Trade shows are a great place to get promotional gifts, which is often called “SWAG” or “stuff we all get”. As part of their marketing, the vendors who set up tables will print business cards, flyers and brochures in order to provide information to prospective customers. Yet, they may also print their logos on more valuable items or reusable items to give away. The reasoning behind this is that people might throw away business cards, flyers and brochures, but if it’s a tool, or a flashlight, or tech accessory they might keep it around, which prolongs the exposure of the logo and arguably acts as a better promotional item.
Actually Free conducted an experiment to demonstrate that trade shows are a great way to get freebies. I attended the Small Business Expo in Phoenix on August 31, 2017. It was a free event. They didn’t even really verify that I was business owner, all I had to do was say I was. (In fact I am, but the point is that anyone could have gone to this event and admission was free). Since it was in downtown Phoenix, I did have to pay for parking.
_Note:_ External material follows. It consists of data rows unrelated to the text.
Issue #5621, opened 2024-09-23
Verifying net.sf.fuse_emulator


bertogg:
Hi,

I'm the maintainer of `net.sf.fuse_emulator` (a ZX Spectrum emulator) and also a contributor to the upstream project.

I would like to have it verified in Flathub but I'm not sure if it's going to be possible with the current app ID.

The upstream home page is https://fuse-emulator.sourceforge.net/ , and when I chose the ID for the Flatpak app I used `net.fs.fuse_emulator` (probably inspired by `net.sf.VICE` or other apps with similar names).

In hindsight I realize that this is a problem because the verification process requests that I create a file at https://sf.net/.well-known/org.flathub.VerifiedApps.txt which I obviously cannot do.

My understanding is that I should rename the app in order to be able to have it verified.

Is this correct?

What would be the appropriate name scheme in this case?

1. `net.sourceforge.fuse-emulator.Fuse` (with hyphen) ?
2. `net.sourceforge.fuse_emulator.Fuse` (with underscore) ?
3. Something else?

Is there are any other pitfalls that I should be aware of?

Thanks!

PR #5672, opened 2024-10-05
Add net.sourceforge.fuse_emulator.Fuse

bertogg:

  Fuse is a Sinclair ZX Spectrum emulator. This a renamed version of the Fuse app already in Flathub, see details below.

### Notes about this submission

This app replaces https://github.com/flathub/net.sf.fuse_emulator

The reason why I'm renaming it is because I cannot verify the old one since Flathub asks me to create a file at https://sf.net/.well-known/org.flathub.VerifiedApps.txt (which I don't control). When this app was originally uploaded the verification mechanism didn't exist yet.

As explained in https://github.com/flathub/flathub/issues/5621, with this new name I should be able to verify the app with a file at https://fuse-emulator.sourceforge.net/.well-known/org.flathub.VerifiedApps.txt (which I do control).

The changes compared to the latest published version of net.sf.fuse_emulator are the following:

- App renamed from `net.sf.fuse_emulator` to `net.sourceforge.fuse_emulator.Fuse`.
- `<id>` tag renamed from `net.sf.fuse_emulator.desktop` to `net.sourceforge.fuse_emulator.Fuse`
- Added `<provides>` and `<replaces>` tags with the old id.
- `net.sf.fuse_emulator.desktop` renamed to `net.sourceforge.fuse_emulator.Fuse.desktop`
- `net.sf.fuse_emulator.sdl.desktop` renamed to `net.sourceforge.fuse_emulator.Fuse.SDL.desktop`
- Freedesktop runtime version updated from `23.08` to `24.08`.

A couple of additional notes:

- I made all the changes listed above on top of the existing https://github.com/flathub/net.sf.fuse_emulator repository. This means that this pull request contains the whole history. If this is a problem I can change it, but if not I would rather keep the complete history of the app (before and after the rename) in the same branch. 
- The screenshots are still URLs to the old flathub repository (at `net.sf.fuse_emulator`) because `flatpak-builder-lint` complains if I point to a repository that doesn't exist yet. I can update the links once the new repository is live, although if it's acceptable to ignore those lint warnings I can modify this pull request to use the new links already.


bertogg:
The only changes to this new app compared to the version already published are in commit https://github.com/flathub/flathub/pull/5672/commits/ce08769726a6da3fe02e437f4f0906b574728c73

net.sourceforge.fuse_emulator.Fuse.yaml
```diff
@@ -0,0 +1,123 @@
...
+        sha256: cdc60df19ab08bfe55344395739bb08f50fc15c92da3962fac334d3bff116965
+      - type: patch
+        path: audiofile-build.patch
+    cleanup:
+      - /bin
+  # Library to handle Spectrum snapshots, tapes and other files
+  - name: libspectrum
+    sources:
+      - type: archive
+        url: https://netcologne.dl.sourceforge.net/project/fuse-emulator/libspectrum/1.5.0/libspectrum-1.5.0.tar.gz
```
hfiguiere, line 60: please use generic downloads link for sourceforge.

```suggestion
        url: https://download.sourceforge.net/project/fuse-emulator/libspectrum/1.5.0/libspectrum-1.5.0.tar.gz
```

net.sourceforge.fuse_emulator.Fuse.yaml
```diff
@@ -0,0 +1,123 @@
...
+        sha256: a353cb46e9b1a281061d816353ea010d0a6fe78e6a17aa0b7b74271ca5e4acfc
+  # Misc utilities (not needed if you simply want to run Fuse)
+  - name: fuse-utils
+    sources:
+      - type: archive
+        url: https://netcologne.dl.sourceforge.net/project/fuse-emulator/fuse-utils/1.4.3/fuse-utils-1.4.3.tar.gz
```
hfiguiere, line 66:
```suggestion
        url: https://downloads.sourceforge.net/project/fuse-emulator/fuse-utils/1.4.3/fuse-utils-1.4.3.tar.gz
```

net.sourceforge.fuse_emulator.Fuse.yaml
```diff
@@ -0,0 +1,123 @@
...
+  # The emulator itself
+  - name: fuse
+    config-opts:
+      - --with-x
+      - --with-audio-driver=sdl
+      - --enable-desktop-integration
+    rm-configure: true
+    sources:
+      - type: archive
+        url: https://netcologne.dl.sourceforge.net/project/fuse-emulator/fuse/1.6.0/fuse-1.6.0.tar.gz
```
hfiguiere, line 77:
```suggestion
        url: https://downloads.sourceforge.net/project/fuse-emulator/fuse/1.6.0/fuse-1.6.0.tar.gz
```

net.sourceforge.fuse_emulator.Fuse.yaml
```diff
@@ -0,0 +1,123 @@
...
+      - --with-audio-driver=sdl
+      - --disable-desktop-integration
+    make-args:
+      - EXEEXT=-sdl
+    make-install-args:
+      - EXEEXT=-sdl
+    rm-configure: true
+    sources:
+      - type: archive
+        url: https://netcologne.dl.sourceforge.net/project/fuse-emulator/fuse/1.6.0/fuse-1.6.0.tar.gz
```
hfiguiere, line 105:
```suggestion
        url: https://downloads.sourceforge.net/project/fuse-emulator/fuse/1.6.0/fuse-1.6.0.tar.gz
```

net.sourceforge.fuse_emulator.Fuse.yaml
```diff
@@ -0,0 +1,123 @@
...
+        paths:
+          - fuse-config-dir.patch
+          - set-generic-icon.patch
+      - type: script
+        dest-filename: autogen.sh
+        commands:
+          - autoreconf -f -i -I m4
+      - type: shell
+        commands:
+          - cp /app/share/applications/fuse.desktop /app/share/applications/net.sourceforge.fuse_emulator.Fuse.SDL.desktop
```
hfiguiere, line 117: you should use `rename-desktop-file` in the top level of the manifest instead.

net.sourceforge.fuse_emulator.Fuse.appdata.xml
```diff
@@ -0,0 +1,136 @@
+<?xml version="1.0" encoding="UTF-8"?>
+<!-- Copyright 2018 The Fuse development team -->
+<component type="desktop">
+  <id>net.sourceforge.fuse_emulator.Fuse</id>
+  <provides>
+    <id>net.sf.fuse_emulator.desktop</id>
+  </provides>
+  <replaces>
+    <id>net.sf.fuse_emulator.desktop</id>
+  </replaces>
```
hfiguiere, line 10: it's either `provides` or `replaces`. In that case `replaces` is most appropriate.

net.sourceforge.fuse_emulator.Fuse.appdata.xml
```diff
@@ -0,0 +1,136 @@
...
+      Fuse can load most formats of snapshots, tapes and floppy disks
+      and it can emulate many peripherals such as joysticks, printers,
+      storage devices and network interfaces, among others.
+    </p>
+  </description>
+  <screenshots>
+    <screenshot width="1048" height="590" type="default">
+      <caption>Fuse running the 128 BASIC editor</caption>
+      <image>
+        https://raw.githubusercontent.com/flathub/net.sf.fuse_emulator/master/screenshots/fuse1.png
```
hfiguiere, line 79: this should be pinned on a specific revision. Sames fro the other screenshots. And remove the dimensions. Otherwise it's prone to breakages.

net.sourceforge.fuse_emulator.Fuse.appdata.xml
```diff
@@ -0,0 +1,136 @@
...
+        https://raw.githubusercontent.com/flathub/net.sf.fuse_emulator/master/screenshots/fuse4.png
+      </image>
+    </screenshot>
+  </screenshots>
+  <developer id="net.sourceforge.fuse-emulator"><name>The Fuse development team</name></developer>
+  <update_contact>fuse-emulator-devel_AT_lists.sourceforge.net</update_contact>
+  <url type="homepage">https://fuse-emulator.sourceforge.net/</url>
+  <url type="bugtracker">https://sourceforge.net/p/fuse-emulator/bugs/</url>
+  <content_rating type="oars-1.1">
+    <content_attribute id="violence-cartoon">none</content_attribute>
```
hfiguiere, line 106: all the `none` values can be removed.

net.sourceforge.fuse_emulator.Fuse.yaml
```diff
@@ -0,0 +1,123 @@
+app-id: net.sourceforge.fuse_emulator.Fuse
+branch: stable
```
hfiguiere, line 2:
```suggestion
```

don't use flathub branches

net.sourceforge.fuse_emulator.Fuse.yaml
hfiguiere: oh nevermind there are two desktop files.

net.sourceforge.fuse_emulator.Fuse.yaml
```diff
@@ -0,0 +1,123 @@
...
+        dest-filename: autogen.sh
+        commands:
+          - autoreconf -f -i -I m4
+      - type: shell
+        commands:
+          - cp /app/share/applications/fuse.desktop /app/share/applications/net.sourceforge.fuse_emulator.Fuse.SDL.desktop
+          - >-
+             desktop-file-edit --set-key=Name --set-value='SDL Fuse'
+             --set-key=Exec --set-value='fuse-sdl %f'
+             --set-key=Icon --set-value='net.sourceforge.fuse_emulator.Fuse'
```
hfiguiere, line 121:
```suggestion
             --set-icon=$FLATPAK_ID
```

set-generic-icon.patch
hfiguiere, line 1: I don't understand the purpose of this patch. 

Also to have the icons available they must be exported. There is a `rename-mime-icons` that take a list of icon names that will deal with that. Also the mime file shall be exported with the right name, and there is `rename-mime-file` for that. (works like `rename-desktop-file`)

net.sourceforge.fuse_emulator.Fuse.yaml
```diff
@@ -0,0 +1,123 @@
...
+          - set-generic-icon.patch
+      - type: file
+        path: net.sourceforge.fuse_emulator.Fuse.appdata.xml
+      - type: script
+        dest-filename: autogen.sh
+        commands:
+          - autoreconf -f -i -I m4
+      - type: shell
+        commands:
+          - install -m644 -D net.sourceforge.fuse_emulator.Fuse.appdata.xml /app/share/appdata/net.sourceforge.fuse_emulator.Fuse.appdata.xml
```
hfiguiere, line 91: this setion should be a `post-install`

net.sourceforge.fuse_emulator.Fuse.yaml
```diff
@@ -0,0 +1,123 @@
...
+  # Sound
+  - --socket=pulseaudio
+  - --device=all
+  # Network access (for Spectranet)
+  - --share=network
+  # Home directory (for loading and saving Spectrum software)
+  - --filesystem=home
+build-options:
+  cflags: -O2 -g
+  cxxflags: -O2 -g
```
hfiguiere, line 23:
```suggestion
```

there are unecesary and conflict with the defaults.

net.sourceforge.fuse_emulator.Fuse.yaml
bertogg: There are two `.desktop` files because I build the app twice with two different UIs. The first (main) desktop file is renamed with `rename-desktop-file`, but I don't know how to rename the second one without doing it by hand.

set-generic-icon.patch
bertogg: Hmmm, this is not for the host file chooser (which would require exporting the mime file and the icons, as you say).

This is so the GTK file chooser from the application (which runs inside the sandbox and has access to the host filesystem) shows the right icons.

The former is probably good to have, but I think the mime file has way too many icons and there's an open upstream bug about reducing the list a bit to keep only the relevant ones. As soon as I'm confident that we have a better mime file I'll be more confident to export it.

The reason why I'm changing `icon` to `generic-icon` is because otherwise the icons don't appear at all. From the original commit description:

```
The Freedesktop theme spec says that icons are first searched in
the current theme, then in its parents and finally in the default
"hicolor" theme.

"hicolor" is where Fuse installs its icons, however if generic-icon is
not specified in fuse.xml then it defaults to application-x-generic.

This means that if the current theme provides an icon named
application-x-generic it will be used instead of the ZX Spectrum one.
```

bertogg: More about `icon` and `generic-icon`: https://gitlab.gnome.org/GNOME/nautilus/-/issues/2190#note_1410485

net.sourceforge.fuse_emulator.Fuse.appdata.xml
```diff
@@ -0,0 +1,105 @@
...
+      </image>
+    </screenshot>
+  </screenshots>
+  <developer id="net.sourceforge.fuse-emulator"><name>The Fuse development team</name></developer>
+  <update_contact>fuse-emulator-devel_AT_lists.sourceforge.net</update_contact>
+  <url type="homepage">https://fuse-emulator.sourceforge.net/</url>
+  <url type="bugtracker">https://sourceforge.net/p/fuse-emulator/bugs/</url>
+  <content_rating type="oars-1.1"/>
+  <launchable type="desktop-id">net.sourceforge.fuse_emulator.Fuse.desktop</launchable>
+  <launchable type="desktop-id">net.sourceforge.fuse_emulator.Fuse.SDL.desktop</launchable>
```
bbhtt, line 104:
```suggestion
```

Add only the main desktop file matching the ID.

net.sourceforge.fuse_emulator.Fuse.appdata.xml
```diff
@@ -0,0 +1,105 @@
+<?xml version="1.0" encoding="UTF-8"?>
+<!-- Copyright 2018 The Fuse development team -->
+<component type="desktop">
+  <id>net.sourceforge.fuse_emulator.Fuse</id>
+  <replaces>
+    <id>net.sf.fuse_emulator.desktop</id>
+  </replaces>
```
bbhtt, line 7: can you add the same thing with the provides tag? replaces is newer and not everyone supports it.

net.sourceforge.fuse_emulator.Fuse.appdata.xml
bertogg: Sure, I was told [some months ago](https://github.com/flathub/net.sf.fuse_emulator/pull/9#issuecomment-2002265075) to add two `<launchable>` tags if I had two `.desktop` files, but I see [in the spec](https://www.freedesktop.org/software/appstream/docs/chap-Metadata.html#tag-launchable) that I should try to avoid that.

I'll keep only the main one.

net.sourceforge.fuse_emulator.Fuse.appdata.xml
bertogg: Ok, @hfiguiere suggested to use `<replaces>`, but I can use `<provides>` instead.

Shall I switch to `<replaces>` in one or two years, or what do you recommend?

bbhtt: Use both, not every software store supports replaces.

bbhtt: It's in the docs https://docs.flathub.org/docs/for-app-authors/maintenance#renaming-the-flatpak-id

bbhtt:
bot, build net.sourceforge.fuse_emulator.Fuse

bbhtt:
bot, build net.sourceforge.fuse_emulator.Fuse

bbhtt:
You should include the appdata file in the tarball, given it's a cross desktop standard and the screenshots should be in the project website: fuse-emulator.sourceforge.net

bertogg:
I just tested the build, it looks good.

About moving the screenshots to the upstream website and the appdata file to the tarball, that is planned.

Thanks!

PR #5680, opened 2024-10-07
Add io.github.loissascha.mangoverlay

loissascha:

  MangOverlay is an open source GUI app for managing your MangoHud configuration. It aims to provide as much flexibility with it's settings as possible.


loissascha:
lint gives me the error "content-rating-missing", but I've updated my metainfo file to include it and it still shows it.

io.github.loissascha.mangoverlay.yml
```diff
@@ -0,0 +1,24 @@
...
+runtime-version: '47'
+sdk: org.gnome.Sdk
+command: mangoverlay
+finish-args:
+  - --socket=fallback-x11
+  - --socket=wayland
+  - --share=ipc
+  - --filesystem=host:ro
+  - --filesystem=home
+  - --talk-name=org.freedesktop.Flatpak
```
bbhtt, line 12: why is this needed ?

io.github.loissascha.mangoverlay.yml
```diff
@@ -0,0 +1,24 @@
...
+modules:
+  - name: MangOverlay
+    sources:
+      - type: archive
+        url: https://github.com/loissascha/MangOverlay/releases/download/v0.2.9/mangoverlay-v0.2.9-linux-amd64.zip
```
bbhtt, line 17: this does not work on aarch64. Did you see https://docs.flathub.org/docs/for-app-authors/requirements#flathubjson ?

bbhtt: this seems go, why not build from source ? There are lots of go apps on Flathub.

bbhtt:
> lint gives me the error "content-rating-missing", but I've updated my metainfo file to include it and it still shows it.

why does the archive include files that are not in the git repo ?

loissascha:
> > lint gives me the error "content-rating-missing", but I've updated my metainfo file to include it and it still shows it.
> 
> why does the zip archive include files that are not in the git repo ?

the metainfo file is in the git repo inside the "build" folder. I included it in the zip because I wasn't sure how to get just that file from the git repo

loissascha:
@bbhtt I've now updated my yml file to get the metainfo, .desktop file and icon from the git repo and only the binary from the archive. I was not able to successfully setup a build from source, I think I'd have to ship all the go dependencies for wails and for my project which I don't think would be right to do.

bbhtt:
why not?

loissascha:
On every update I'd have to go through all the dependencies from both my backend and also my frontned (npm dependencies) and verify if any of them have changed/updated and then download all of them and bundle them as zip (?) and ship them? So I'd have to ship like 3 separate things. Wails.io dependencies, MangOverlay backend dependencies, MangOverlay frontend dependencies. It feels like **a lot** additional work where mistakes could easily happen compared to just shipping the binary which is available anyways.

loissascha:
at least that's what I think would be required as it doesn't have network access in the build system right? Please correct me if I'm wrong, this is the first time I'm trying to ship anything to flathub.

bbhtt:
There are tools to generate a manifest by pointing it to yarn.lock etc. You don't need to manually do it, same for go.

bbhtt:
Rest of the comments are unanswered still.

loissascha:
> Rest of the comments are unanswered still.

What do you mean by that? I have answered every single comment you left like 5 days ago already, have I not? It says I started a Review and all my comments have a label "Pending". Are they not visible to you? 


> There are tools to generate a manifest by pointing it to yarn.lock etc. You don't need to manually do it, same for go.

I wasn't able to find any information/guide on that. Could you point me towards something? That's why I initially asked in one of my comments if the way I'm trying to do the manual build is even correct, because I didn't find any information, tried and at some point gave up after I couldn't figure out how to get my dependencies.

bbhtt:
No you haven't

bbhtt:
> I wasn't able to find any information/guide on that. Could you point me towards something? That's why I initially asked in one of my comments if the way I'm trying to do the manual build is even correct, because I didn't find any information, tried and at some point gave up after I couldn't figure out how to get my dependencies.

io.github.loissascha.mangoverlay.yml
bbhtt: you have to allow network locally, using `build-args` generate the manifest, remove build-args and add the manifest.

PR #5687, opened 2024-10-08
Add org.kde.klevernotes

LouisSchul:

KleverNotes is a note-taking and management application using markdown.


org.kde.klevernotes.json
```diff
@@ -0,0 +1,61 @@
+{
+    "id": "org.kde.klevernotes",
+    "runtime": "org.kde.Platform",
+    "runtime-version": "6.6",
```
bbhtt, line 4: 6.7 is the latest, any reason you aren't using it ?

org.kde.klevernotes.json
```diff
@@ -0,0 +1,61 @@
...
+    "sdk": "org.kde.Sdk",
+    "base": "io.qt.qtwebengine.BaseApp",
```
bbhtt, line 6: you have to cleanup the baseapp, see https://github.com/flathub/io.qt.qtwebengine.BaseApp?tab=readme-ov-file#cleanup

org.kde.klevernotes.json
```diff
@@ -0,0 +1,61 @@
...
+    "base-version": "6.6",
+    "command": "klevernotes",
+    "finish-args": [
+        "--share=ipc",
+        "--socket=x11",
+        "--socket=wayland",
+        "--device=dri",
+        "--filesystem=home",
```
bbhtt, line 14: why is home needed ?

org.kde.klevernotes.json
```diff
@@ -0,0 +1,61 @@
...
+        "--env=QML_IMPORT_PATH=/app/qml",
+        "--env=QTWEBENGINE_DICTIONARIES_PATH=/app/qtwebengine_dictionaries",
+        "--talk-name=org.freedesktop.Flatpak"
```
bbhtt, line 17: this needs an exception why is this needed ?

org.kde.klevernotes.json
LouisSchul: You are right, I did not noticed it, I will bump the version.

org.kde.klevernotes.json
LouisSchul: Will add this.

org.kde.klevernotes.json
LouisSchul: I can't switch/create klevernotes storage if I remove this. 
Do you suggest using a different filesystem than `home` ?

org.kde.klevernotes.json
LouisSchul: It seems like I can remove `"--env=QTWEBENGINE_DICTIONARIES_PATH=/app/qtwebengine_dictionaries"` without any issue.

- `"--env=QML_IMPORT_PATH=/app/qml"` is for the WebEngineView, it won't load without it.
- `"--talk-name=org.freedesktop.Flatpak"` is used to be able to run external program, for example, syntax highlighters.

bbhtt: I'm talking about `org.freedesktop.Flatpak`. what syntax highlighters are these and can these be added to the Flatpak package ?

org.kde.klevernotes.json
bbhtt: what is "klevernotes storage" and where is it created ?

flathub.json
```diff
@@ -0,0 +1,3 @@
+{
+    "only-arches": ["x86_64"]
```
hfiguiere, line 2: why?

hfiguiere:
cc @flathub/kde

org.kde.klevernotes.json
LouisSchul: It's just a folder. The app need to be able to create and read from a folders/files. The user usually choose the location, that's why I choose `home` snce there's no predefined location.

org.kde.klevernotes.json
LouisSchul: I'm not sure it could be added as a Flatpak.

It basically rely on external syntax highlighting to do the work, such as [chroma](https://github.com/alecthomas/chroma) or [pygments](https://pygments.org/).

flathub.json
hfiguiere: it sure will never be tested. All `org.kde` is built also on aarch64.

LouisSchul: Alright, let's remove this.

org.kde.klevernotes.json
LouisSchul: Those are optionnal, it is up to the user to decide if they want to enable it or not. If they want it, they just install the required package and the option will appear, if not, the app is still completely usable.

bbhtt: if it's optional why have this permission by default for everyone ? Like you said those wanting it can add it themselves.

LouisSchul: I'm not very familiar with the way flatpak works. 
If this can be added afterward then I'm okay to remove it from this build, no problem.

I think we've covered all the issues with this initial commit, I'll update the PR based on your feedback, thank you.

hfiguiere: > Those are optionnal, it is up to the user to decide if they want to enable it or not. If they want it, they just install the required package and the option will appear, if not, the app is still completely usable.

Enabled vs installed.

My take is that they should be added to the flatpak so that the user can enable. Otherwise there is no point. It's not user friendly.

LouisSchul: I currently allow `chroma`, `pygmentize` and `ksynthaxhighlighter` for the external highlighters to choose from.
I also allow the use of `plantuml` to generate UML graph.

All of those are optionnals and disabled by default. To use them you install the required package and enable the options, that's it.

Having them installed by default would mean that I would need to ship 4 external program on top of KleverNotes inside this flatpak. 
What if I want to support more things in this way in the future ? Even more programs into the flatpak ?

I don't like this idea.

bbhtt: Then don't have this permission by default, users can add it with `flatpak override --talk-name=org.freedesktop.Flatpak` or through Flatseal or I think KDE settings allow overriding permissions as well.

org.kde.klevernotes.json
```diff
@@ -0,0 +1,60 @@
...
+    "runtime": "org.kde.Platform",
+    "runtime-version": "6.7",
+    "sdk": "org.kde.Sdk",
+    "base": "io.qt.qtwebengine.BaseApp",
+    "base-version": "6.6",
+    "command": "klevernotes",
+    "finish-args": [
+        "--share=ipc",
+        "--socket=x11",
+        "--socket=wayland",
```
bbhtt, line 12: it's either x11 only or wayland+fallback-x11 not both.

bbhtt:
bot, build org.kde.klevernotes

org.kde.klevernotes.json
```diff
@@ -0,0 +1,60 @@
+{
+    "id": "org.kde.klevernotes",
+    "runtime": "org.kde.Platform",
+    "runtime-version": "6.7",
+    "sdk": "org.kde.Sdk",
+    "base": "io.qt.qtwebengine.BaseApp",
+    "base-version": "6.6",
```
travier, line 7: Shouldn't this be 6.7?

org.kde.klevernotes.json
travier: The location should be chosen via the file portal where the user would select the directory and then the app would get access to it. I don't think it needs full home access.

org.kde.klevernotes.json
```diff
@@ -0,0 +1,60 @@
...
+    "command": "klevernotes",
+    "finish-args": [
+        "--share=ipc",
+        "--socket=wayland",
+        "--socket=fallback-x11",
+        "--device=dri",
+        "--filesystem=home",
```
travier, line 14: Let's sort this list.

travier (changes requested):

org.kde.klevernotes.json
bbhtt: indeed

bbhtt, line 7:
```suggestion
    "base-version": "6.7",
```

org.kde.klevernotes.json
```diff
@@ -0,0 +1,60 @@
...
+    "runtime": "org.kde.Platform",
+    "runtime-version": "6.7",
+    "sdk": "org.kde.Sdk",
+    "base": "io.qt.qtwebengine.BaseApp",
+    "base-version": "6.7",
+    "command": "klevernotes",
+    "finish-args": [
+        "--device=dri",
+        "--env=QML_IMPORT_PATH=/app/qml",
+        "--filesystem=home",
```
travier, line 12: Should be removed unless it clearly does not work without (and a bug should be filed then).

LouisSchul: You're right, thing seems to work fine without `"--filesystem=home"`. 
Only the displayed path to the storage seems to be affected but that's no big deal.

travier:
bot, build org.kde.klevernotes

travier:
@LouisSchul Note that you have to trigger a build manually here with a comment with `bot, build org.kde.klevernotes` every time you push.

bbhtt:
waiting for someone from flathub/kde to test it, otherwise seems fine.

org.kde.klevernotes.json
```diff
@@ -0,0 +1,59 @@
...
+    "base-version": "6.7",
+    "command": "klevernotes",
+    "finish-args": [
+        "--device=dri",
+        "--env=QML_IMPORT_PATH=/app/qml",
+        "--share=ipc",
+        "--socket=wayland",
+        "--socket=fallback-x11"
+    ],
+    "cleanup-commands": "/app/cleanup-BaseApp.sh",
```
travier, line 16: We should also clean `include`

LouisSchul:
bot, build org.kde.klevernotes

travier:
So, we've just merged this app, and right away we get errors on the first fedc PR: https://github.com/flathub/org.kde.klevernotes/pull/1

Is there something missing in the validation process here?

hfiguiere:
because f-e-d-c is failing here (or is it anitya?):

image

Note the versions of the main module, that is the one that provide the appstream file fail validation.

travier:
Arg, I missed that. Makes sense. Sorry for the noise.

In my case it was a business expense, but if anyone who did not yet own a business wanted to go and not pay for parking, they could’ve arrived cheaper on the light rail or had someone drop them off. The event was promoted on places like Eventbrite.com. Another way to find conferences, trade shows and events is to go to the website of a local conference center or convention center to see their calendar.
Here are the items I got for free that were deemed of any value:
- 2 T-shirts ($5 each)
- 2 cell phone power banks ($5 each)
- Cell phone car charger with 2 usb ports ($4)
- Tape measure ($4)
- Water bottle ($3)
- 3 flashlights ($1 each)
- Sticky notes & pen ($1)
- Stress relief cush cube ($1)
- 2 laptop camera covers ($1 each)
- Three-colored highlighter ($1)
- Computer screen and keyboard cleaning brush ($1)
- Reusable bag ($1)
- Candy (1.50)
- Grubhub Coupon code (not pictured) for $75 off a minimum order of $50 or more.
Total value of freebies: $117.50
Some of the freebies could potentially sell for more if they weren’t branded as a promotional item. For instance, the USB car charger could sell for $8-10 at a roadside gas station. Also, t-shirts usually sell for $10 each. However, we made conservative estimates for this experiment and the reason most are valued at a $1 is because they could likely be found at a dollar store. The purpose of the experiment is to demonstrate that it is possible to get free stuff at trade shows that is actually free.